I veri supereroi non volano sui palazzi, I veri supereroi non vivono in luoghi segreti,

I veri supereroi non hanno superpoteri,

I veri supereroi non sono nei film. 
Ne ho incontrato uno, per strada, 

E ancora un altro davanti al mio cancello… 

Non è semplice riconoscerli, 

Sembrano come tutti gli altri… 
Per farlo bisogna chiudere gli occhi

E guardare con il cuore.
– Angelo Piazza

Lettera

Caro Amore mio, So che odi essere chiamato così, ma concedimelo per l’ultima volta.
Ti scrivo queste parole, per stanchezza di gridartele in faccia, e affinché carta e inchiostro ne conservino il ricordo per quando sentirai il bisogno di rileggerle. 

Inutile forse scriverti, come è diventato inutile parlarti, o semplicemente continuare a cercare qualcosa che ancora ci tenesse vicini. Tutto è diventato inutile, dal giorno in cui non sei stato più capace di tenermi al tuo fianco, dal giorno in cui hai permesso al silenzio di consumarci e alle grida di distruggerci. Ho creduto addirittura nella forza del diventare padre, ma nemmeno gli occhi di tuo figlio ti hanno cambiato. Gli uomini non cambiano, forse è vero, nemmeno quando perdono qualcuno, magari perché non riescono a dargli la giusta importanza. 

Ma adesso, é il dopo che conta. Come sarà la mia vita senza di te, e la tua lontano da me. 

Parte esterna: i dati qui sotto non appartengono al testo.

PR #1813, opened 2016-07-14
Primary Key fix for partitioned tables

jontours:
@LindsayYoung @ccostino This is a pretty simple change.  If anything else needs to be changed with this let me know, but I've verified with my test database that this does indeed add the primary keys after running update_all.


LindsayYoung:
Thanks!

We can apply this today

PR #1814, opened 2016-07-14
Getting rid of daily updates on feature 

### LINKED ISSUE #1626: Turn off nightly updates on feature branch
Feature and dev a are sharing a DB so only one can run updates at a time.

LindsayYoung:
So they don't collide with dev on the same RDS everynight

fix #1626

### DIFF
--- a/webservices/tasks/__init__.py
+++ b/webservices/tasks/__init__.py
@@ -10,6 +10,21 @@ from raven.contrib.celery import register_signal, register_logger_signal
 from webservices.env import env
 from webservices.tasks import utils
 
+
+# Feature and dev are sharing the same RDS box so we only want dev to update
+schedule = {}
+if not os.getenv('FEATURE'):
+    schedule = {
+        'refresh': {
+            'task': 'webservices.tasks.refresh.refresh',
+            'schedule': crontab(minute=0, hour=9, day_of_week='sun-fri'),
+        },
+        'refresh_and_rebuild': {
+            'task': 'webservices.tasks.refresh.refresh_and_rebuild',
+            'schedule': crontab(minute=0, hour=9, day_of_week='sat'),
+        }
+    }
+
 def redis_url():
     redis = env.get_service(label='redis28-swarm')
     if redis:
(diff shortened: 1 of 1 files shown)


jontours:
Ok, so I think the logic should be to point to the variable VCAP_APPLICATION.space_name

jontours:
Oops, looks like `settings` not found, just change that reference to `env.app` and either cast the string to uppercase or change ``feature`` to lower.

webservices/tasks/__init__.py
```diff
@@ -13,7 +13,7 @@
 
 # Feature and dev are sharing the same RDS box so we only want dev to update
 schedule = {}
-if not os.getenv('FEATURE'):
+if settings.get('space_name') != 'FEATURE':
```
ccostino: Quick catch, the value is lower case in Cloud Foundry - it might be worth explicitly lower-casing the value pulled back just to be sure, e.g., `settings.get('space_name').lower() != 'feature'`, just in case that ever changes on us without us knowing.

jontours: @ccostino jinx!

webservices/tasks/__init__.py
```diff
@@ -13,7 +13,7 @@
 
 # Feature and dev are sharing the same RDS box so we only want dev to update
 schedule = {}
-if settings.get('space_name') != 'FEATURE':
+if env.app('space_name') != 'feature':
```
jontours: More nitpicking really, but since @ccostino had a good point on the potential for `feature` not being capitalized  it's probably best to add a .lower(), i.e. `if env.app('space_name').lower() != 'feature'.  Also, and this is really getting down into the weeds may be good to do a null check with an `and` in case the string is null.  Seems unlikely but I guess it could happen, in Java land I'd just do a 'feature'.equals().  Still don't miss Java though!

LindsayYoung: thanks for the tip @jontours and @ccostino, I missed it before!

jontours:
Looks good!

Ho cercato di sbattertelo in faccia tante volte, ma nonostante questo hai permesso a questo momento di arrivare. 

Leggendo queste parole, avrai ancora qualche minuto per chiamarmi, prima di salire sul mio volo, forse per l’ultima volta. 

Siamo stati solo un errore. 

E nonostante tutto

Resti l’errore più bello della mia vita. 

Amore mio, non ti stupirà se il mio ultimo volo partirà dal tetto del nostro palazzo.